Recently we had e-mail conversation with Håkon Wium Lie. We discussed possibility of using XML/CSS for publishing scientific articles on web, he seems to like idea and promised to speed up fixing of appropriate CSS related bugs in Opera to ensure that their rendering engine can handle CSS formatted math formulae properly.

Problems with CSS rendering engine

Damn. We are talking about using XML/CSS for publishing scientific web documents, but it seems that we don't have any browser with decent CSS support. The crucial thing is to have proper implementation of inline-tables as most of nontrivial inline expressions like fractions, matrices, under/over scripted expressions correspond to inline-table in CSS visual formatting model.

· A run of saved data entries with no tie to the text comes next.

PR #107, opened 2026-04-20
feat(onboarding): simplify agent creation and last-step connect flow

Gandy2025:
## Summary
- replace the old multi-field agent creation dialog with a streamlined onboarding flow centered on name, prompt template, and runtime choice
- add a dedicated last-step modal that fetches a fresh connect command, appends the new agent identity, and polls for the first computer bind
- make the onboarding copy and related UI use the user-facing `Computer` terminology while preserving the existing runtime and API model
- prepend CLI installation to the connect-token command so the copied command is self-bootstrapping on a fresh machine

## Why
The onboarding flow previously broke between "agent row created" and "this computer actually claims that new agent". Users could connect their computer, but the newly created agent was not written into the local config, so no websocket opened for it and the web UI stayed stuck waiting for the bind to happen.

This PR closes that loop by making the last-step command carry the new agent identity through `client connect`, so the local agent config exists before the runtime starts and the first bind can complete.

## Validation
- `pnpm check`
- `pnpm typecheck`
- `pnpm --filter @agent-team-foundation/first-tree-hub test`


Gandy2025:
Closing in favor of #110, which includes this work (M5 simplified creation + LastStep one-liner assembly + Computer terminology) plus B1 auto-pin (#108-dependent), prompt-section removal, and extended Computer rename across the admin / agent-detail pages.

PR #144, opened 2026-04-22
fix(command): resolve own version via walk-up to survive tsdown bundle

yuezengwu:
## Summary

- **v0.9.1 crashed on startup.** `packages/command/src/core/version.ts` used `require("../../package.json")`, but tsdown flattens every chunk into `dist/`, so the bundled path resolved to `packages/package.json` (or `node_modules/@agent-team-foundation/package.json` under a global install) — neither exists. The CLI threw `Cannot find module '../../package.json'` before it could run any command.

Anything based on Gecko fails due to bug 18217, it seems that Netscape developer responsible for that part of layout did not return from vacations. In MSIE you can force HTML table to behave like inline-table, by setting its display property to inline, but it does not work well and in addition we need something that can be used in XML not just HTML. Opera seems to support inline-tables, but not perfectly (there are some vertical alignment problems).

Everything this means that work on XML MAIDEN markup will be postponed until better times, that is until browsers will improve their CSS implementations or maybe until bunch of W3C bureaucrats will fix their beloved MathML, so we could avoid reinventing wheel.

To hell with MathML

Some folks pointed out that there is MathML standard for embedding mathematics in webpages. It would be nice if we could reuse it somehow, but unfortunately it is not something that one could call markup language, it is rather some misconception. Apart of numerous technical flaws (after all being developed by W3C, this standard does not fit in W3C own XML/CSS/DOM framework, that they consider as basis of future web architecture) it also uses awful syntax (each character is enclosed in redundant token elements) that is not only unsuitable for manual coding (yes, some of us prefer to code XML, XHTML, CSS and similar stuff in plain text editor) but is completely unreadable in case you want to inspect source. We may consider using MathML in future if W3C will fix it (that is switch to reasonable syntax and integrate with the rest of W3C standards), but at this stage it is complete nonsense.

From SCALA to XML MAIDEN

Those who tried to use CSS for formatting mathematical formulae would definitely notice two things. First CSS support in current browsers is too weak to handle complex inline layouts, especially deeply nested mathematical formulae. Second existing markup languages such as ISO 12083 are not suitable for CSS formatting as many things in those languages are not marked explicitly in the way suitable for further formatting with CSS, order of subexpression often does not match their expected in-flow sequence and implied visual formatting model does not match that used in CSS.

In Razmadze Mathematical Institute, we were using alternative XML based markup, called SCALA (Scientific Content Authoring Language) for some time, to mark up math formulae in CSS friendly way. That markup is not properly documented and does not work well either. However basic design principles behind language are valuable and there is plan to rewrite it and turn into reasonable mathematical markup for XML/CSS framework. Project will be called XML MAIDEN (XML Manuscript Authoring, Interchange and Delivery Environment) and everybody who is interested in embedding mathematical formulae in web documents is encouraged to join effort.